*PROMPT:*
Copy the records below exactly. Include all of them.
━━ LISTED ENTRIES
PR #1479, opened 2015-10-01
HG-879 - redo theme bar behavior to match design spec

katanka:
https://wikia-inc.atlassian.net/browse/HG-879

This adds the ability for the discussion header to only display the theme bar.


front/scripts/main/components/DiscussionHeaderComponent.ts
```diff
@@ -12,6 +12,9 @@ App.DiscussionHeaderComponent = Em.Component.extend(App.HeadroomMixin, {
 	}),
 	overlay: null,
 
+	headroomEnabled: true,
```
lizlux: We actually don't technically need this here b/c it's a property of the headroom mixin.

front/templates/main/discussion/post.hbs
```diff
@@ -1,4 +1,7 @@
-<div class="minimized discussion-hero-unit"></div>
+{{discussion-header
+	showContent=false
+	headroomEnabled=false
+}}<div class="minimized discussion-hero-unit"></div>
```
lizlux: `<div...` should be on a new line.

lizlux:
LGTM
━━━━
*TASK ANSWER:*
PR #1479, opened 2015-10-01
HG-879 - redo theme bar behavior to match design spec

katanka:
https://wikia-inc.atlassian.net/browse/HG-879

This adds the ability for the discussion header to only display the theme bar.


front/scripts/main/components/DiscussionHeaderComponent.ts
```diff
@@ -12,6 +12,9 @@ App.DiscussionHeaderComponent = Em.Component.extend(App.HeadroomMixin, {
 	}),
 	overlay: null,
 
+	headroomEnabled: true,
```
lizlux: We actually don't technically need this here b/c it's a property of the headroom mixin.

front/templates/main/discussion/post.hbs
```diff
@@ -1,4 +1,7 @@
-<div class="minimized discussion-hero-unit"></div>
+{{discussion-header
+	showContent=false
+	headroomEnabled=false
+}}<div class="minimized discussion-hero-unit"></div>
```
lizlux: `<div...` should be on a new line.

lizlux:
LGTM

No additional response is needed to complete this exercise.